Mitte der 1850er-Jahre begann Emily dann aber, sich immer mehr von der Welt abzukapseln. Nach ihren Ausflügen nach Washington und Philadelphia im Jahre 1855 hielt sie sich fast nur noch in Amherst auf, verließ später nicht einmal mehr Haus und Garten. In dieser Zeit begann dafür aber ihre produktivste Zeit als Dichterin: In den Jahren von 1858 bis 1864 entstanden mehr als 700 Gedichte.

Nachdem sie im Atlantic Monthly einen Artikel von Thomas Wentworth Higginson gelesen hatte, wagte sie es am 15. April 1862 sogar, dem Autor einen Brief zu schreiben, worin sie ihn bat, sich über ihre Verse zu äußern. Da Higginson mit ihren Gedichten nicht recht umzugehen wusste, riet er ihr zunächst einmal, ihre Zeilen lieber nicht zu publizieren; trotz dieser ursprünglichen Zurückhaltung war er nach ihrem Tod umso eifriger darum bemüht, die Dichterin bekannt zu machen.

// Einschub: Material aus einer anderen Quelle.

PR #4991, opened 2024-09-29
Custom font support for displaying diffs

PavelLaptev:
## ☕️ Reasoning
Allowing users to choose a font tailored to their preferences improves code clarity, reduces eye strain, and offers a more accessible and personalized diff view.

image

### DIFF
--- a/apps/desktop/src/lib/hunk/HunkDiff.svelte
+++ b/apps/desktop/src/lib/hunk/HunkDiff.svelte
@@ -1,6 +1,5 @@
 <script lang="ts">
 	import { type Row, Operation, type DiffRows } from './types';
-	import { featureInlineUnifiedDiffs } from '$lib/config/uiFeatureFlags';
 	import ScrollableContainer from '$lib/scroll/ScrollableContainer.svelte';
 	import { create } from '$lib/utils/codeHighlight';
 	import { maybeGetContextStore } from '$lib/utils/context';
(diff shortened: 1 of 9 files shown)


krlvi:
This is cool. By the way i noticed today the ligatures. I think the _default_ font should *not* include ligatures as they are considered non-standard and more ambiguous (e.g --> is more clear that it is 3 characters than the ligature glyph equivalent)

PavelLaptev:
> I think the _default_ font should _not_ include ligatures as they are considered non-standard and more ambiguous (e.g --> is more clear that it is 3 characters than the ligature glyph equivalent)

I'll add the "disable ligatures" option to this PR. It will be "true" by default.

PavelLaptev:
@krlvi updated

image

apps/desktop/src/lib/hunk/HunkDiff.svelte
```diff
@@ -49,13 +51,17 @@
...
+		diffFont,
+		diffLigatures,
 		minWidth,
 		draggingDisabled = false,
 		onclick,
 		handleSelected,
 		handleLineContextMenu
 	}: Props = $props();
 
+	console.log(minWidth);
```
estib-vega: I think you missed this :)

estib-vega (approved):
Approved, I think we can get rid of the extra console.log now or after 👍

estib-vega:
@PavelLaptev done :)

Screenshot 2024-09-30 at 12 41 56

PavelLaptev:
> @PavelLaptev done :)

@estib-vega looks good, thank!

In den Jahren 1864 und 1865 erkrankte Emily an den Augen, was dazu führte, dass sie ihr geliebtes Heim in Amherst noch einmal verlassen musste. Die langwierige Behandlung in Boston verlief wohl erfolgreich, denn ab 1866 sollte sie das Leiden in ihren Briefen nie mehr erwähnen.

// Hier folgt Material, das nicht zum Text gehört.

PR #4993, opened 2024-09-29
Use new git2 implementation

Caleb-T-Owens:


krlvi (approved):
the tests are glorious

crates/gitbutler-repo/src/repository_ext.rs
```diff
@@ -634,3 +629,429 @@ impl GixRepositoryExt for gix::Repository {
         Ok(self)
     }
 }
+
+#[cfg(test)]
+mod test {
+    mod create_wd_tree {
```
Byron, line 635: All tests here should move to integration test level, as they are testing a public method.

crates/gitbutler-repo/src/repository_ext.rs
```diff
@@ -156,73 +157,67 @@ impl RepositoryExt for git2::Repository {
...
+
+        Ok(self.find_tree(tree_oid)?)
+    }
+
+    /// Returns the path of the working directory of the repository.
+    fn worktree_path(&self) -> PathBuf {
+        if self.is_bare() {
+            self.path().to_owned()
+        } else {
+            self.path().join("..")
```
Byron, line 219: This is not correct - the git repository can't be assumed to be a `.git` directory in the worktree.
Instead, [workdir()](https://docs.rs/git2/latest/git2/struct.Repository.html#method.workdir) should be used for that purpose, and it's fine to fail if there is none.
Lastly, if the repository is bare, we wouldn't want to treat the content of a git repository as worktree.

crates/gitbutler-repo/src/repository_ext.rs
```diff
@@ -156,73 +157,67 @@ impl RepositoryExt for git2::Repository {
...
+            if status.is_index_new() && status.is_wt_deleted() {
+                // This is a no-op
+            } else if (status.is_index_deleted() && !status.is_wt_new()) || status.is_wt_deleted() {
+                tree_update_builder.remove(path);
+            } else {
+                let file_path = worktree_path.join(path);
+                let file = std::fs::read(file_path)?;
+                let blob = self.blob(&file)?;
+
+                tree_update_builder.upsert(path, blob, git2::FileMode::Blob);
```
Byron, line 204: There are various [file-modes](https://docs.rs/git2/latest/git2/enum.FileMode.html#) possible here and all but `Tree` and `Unreadable` (and probably, `BlobGroupWritable`) should be handled. 

`Link` is particularly important, `BlobExecutable` as well. These cases were handled in the deleted code, so could be brought back from there. Submodules also weren't handled though, maybe it would have failed, which seems OK since submodules aren't supported yet.

crates/gitbutler-repo/src/repository_ext.rs
```diff
@@ -634,3 +629,429 @@ impl GixRepositoryExt for gix::Repository {
...
+        /// | add                | modify            | upsert |
+        /// | modify             | modify            | upsert |
+        #[cfg(test)]
+        mod head_upsert_truthtable {
+            use super::*;
+
+            // | add                | delete            | no-action |
+            #[test]
+            fn index_new_worktree_delete() {
+                let test_repository = TestingRepository::open();
```
Byron, line 662: Here it would be better to work with `git_testsupport::readonly::*` as it allows to create persistent read-only repositories that are faster to run on, while also being easy to introspect. I.e. one can enter the directory and manually validate that the repository is indeed in the state that it should be in, maybe even with a `git status --porcelain` to validate in the test itself to serve as 'show and validation of pre-condition'.

crates/gitbutler-branch-actions/src/branch_trees.rs
```diff
@@ -60,3 +60,103 @@ pub(crate) fn checkout_branch_trees<'a>(
...
+                .force()
+                .remove_untracked()
+                .checkout()
+                .unwrap();
+        }
+
+        // Assert tree is indeed empty
+        {
+            let tree: git2::Tree = test_project.local_repository.create_wd_tree().unwrap();
+            dbg!(tree
```
Byron, line 134: `dbg!()` should be removed.

Byron (commented):
All this is great in principle, as is what the implementation should have been from the beginning. I was too hung-up on thinking 'additive only' is enough, even though it doesn't represent what `create_wd_tree` is actually about - sorry for that :/!

However, as this PR stands some fixes are necessary before this it is released to stable, and a new nightly once the fixes have landed.

crates/gitbutler-repo/src/repository_ext.rs
Caleb-T-Owens: I'm quite a fan of having tests in the same file as the implementation as it makes them very easy to find, but they do make up half the file now, so I'll move them out.

Byron: I mean, at the end of the day, one can also create a module file from the `tests` module, to get it out of the way. Keeping test-code in the `src/` tree also isn't as bad if one doesn't have to optimize their size for release.

In the end, it's just me wanting to remove one source of API errors where one accidentally tests private parts - it's a kind of mistake that usually is discovered when just trying to use the API from any other of the various crates, so after all it's probably never an issue in practice.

Die letzten 20 Jahre ihres Lebens verbrachte sie wieder in Amherst, wo sie sich die Zeit weiter mit dem Schreiben von Briefen und Gedichten vertrieb. Ab November 1885 schon bettlägerig, ging es im Mai rapide mit ihr bergab. Am 13. Mai 1886 verlor sie das Bewusstsein, das sie bis zu ihrem Tod um 18 Uhr am 15. Mai nicht mehr wiedererlangte.

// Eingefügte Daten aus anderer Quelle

PR #4997, opened 2024-09-30
ai: Methods for PR summarization

estib-vega:
## ☕️ Reasoning
This is the first out of 2 PRs for the actual feature.
I split it for easier reviewability (so looking forward to stacking!)

This pull request introduces new functionality to our AI service that improves the process of generating pull request descriptions. By implementing a method that formulates a description based on given context (commit messages + current title and description + optional user prompt). 

This changes also introduce the ability to stream the tokens into the UI, for a better UX.

## 🧢 Changes
- Added a method to the AI service that generates PR description bodies from provided context.
- Integrated the Anthropic SDK to facilitate streaming.
- Implemented an asynchronous transformer to handle multiple requests more efficiently.
- Enabled streaming capabilities for LLM responses, improving real-time feedback in the UI.

### DIFF
--- a/apps/desktop/package.json
+++ b/apps/desktop/package.json
@@ -48,6 +48,7 @@
 		"@types/git-url-parse": "^9.0.3",
 		"@types/lscache": "^1.3.4",
 		"@types/marked": "^5.0.2",
+		"@types/node": "^22.3.0",
 		"@types/postcss-pxtorem": "^6.0.3",
 		"@vitest/ui": "^2.0.5",
 		"@wdio/cli": "^8.39.1",
@@ -81,10 +82,10 @@
 		"tinykeys": "^2.1.0",
 		"ts-node": "^10.9.2",
 		"vite": "catalog:",
-		"vitest": "^2.0.5",
-		"@types/node": "^22.3.0"
+		"vitest": "^2.0.5"
 	},
 	"dependencies": {
+		"@anthropic-ai/sdk": "^0.27.3",
 		"openai": "^4.47.3"
 	}
 }
--- a/apps/desktop/src/lib/ai/anthropicClient.ts
+++ b/apps/desktop/src/lib/ai/anthropicClient.ts
@@ -3,48 +3,77 @@ import {
 	SHORT_DEFAULT_BRANCH_TEMPLATE,
 	SHORT_DEFAULT_PR_TEMPLATE
 } from '$lib/ai/prompts';
-import { type AIClient, type AnthropicModelName, type Prompt } from '$lib/ai/types';
-import { buildFailureFromAny, ok, type Result } from '$lib/result';
-import { fetch, Body } from '@tauri-apps/api/http';
+import {
+	type AIClient,
+	type AIEvalOptions,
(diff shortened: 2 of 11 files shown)


apps/desktop/src/lib/ai/anthropicClient.ts
```diff
@@ -1,45 +1,79 @@
...
-			);
-		}
+		return await andThenAsync(responseResult, async (response) => {
+			const buffer: string[] = [];
+			for await (const event of response) {
+				if (event.type === 'content_block_delta' && event.delta.type === 'text_delta') {
+					const token = event.delta.text;
+					options?.onToken?.(token);
+					buffer.push(token);
+				}
```
estib-vega, line 74: Taken from https://github.com/anthropics/anthropic-sdk-typescript/blob/b7e21131de5cf9d741e3722393285b35eff26c1e/examples/raw-streaming.ts#L20-L23

apps/desktop/package.json
```diff
@@ -81,10 +82,10 @@
 		"tinykeys": "^2.1.0",
 		"ts-node": "^10.9.2",
 		"vite": "catalog:",
-		"vitest": "^2.0.5",
-		"@types/node": "^22.3.0"
+		"vitest": "^2.0.5"
 	},
 	"dependencies": {
+		"@anthropic-ai/sdk": "^0.27.3",
 		"openai": "^4.47.3"
```
mtsgrd, line 89: I have to admit, it's a bit unclear what the difference is between our use of `dependencies` vs. `devDependencies`. For consistency, perhaps we should move both of these? @ndom91 in case you know why we're doing it this way.

apps/desktop/src/lib/ai/anthropicClient.ts
```diff
@@ -1,45 +1,79 @@
...
-type AnthropicAPIResponse = {
-	content: { text: string }[];
-	error: { type: string; message: string };
-};
+const DEFAULT_MAX_TOKENS = 1024;
+
+function splitPromptMessages(prompt: Prompt): [MessageParam[], string | undefined] {
+	const messages: MessageParam[] = [];
+	let system: string | undefined = undefined;
+	for (const m of prompt) {
```
mtsgrd: is `const m` short for `const message`? I might be wrong, but in our code base I think we've so far avoided single letter variables.

mtsgrd (approved):

apps/desktop/package.json
estib-vega: I think the standard way of ordering the NPM dependencies is to add anything that gets bundled into the distributable under `dependencies` and everything not distributed (all the local dev dependencies, test dependencies, linters, etc.) under `devDependencies`.
So I think this change should be conformant.

https://docs.npmjs.com/specifying-dependencies-and-devdependencies-in-a-package-json-file#skip-to-content

apps/desktop/src/lib/ai/anthropicClient.ts
estib-vega: I'll change that 👍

Um ihren literarischen Nachlass hat sie sich nicht weiter gekümmert, dafür aber hatte sie ihr eigenes Begräbnis exakt durchgeplant. So wurde ihr Sarg nach einer kurzen Trauerrede zum Familiengrab getragen, wo Thomas Wentworth Higginson ein Gedicht rezitierte. Kein Dickinsonsches aber, sondern Emily Brontës No Coward Soul Is Mine, dessen ›marvellous verse‹ (wunderbare Verse) Dickinson in ihrer Korrespondenz insgesamt dreimal erwähnt.


Die biografischen Angaben sind dem Briefband Wilde Nächte. Ein Leben in Briefen entnommen (→ Dickinson 2006).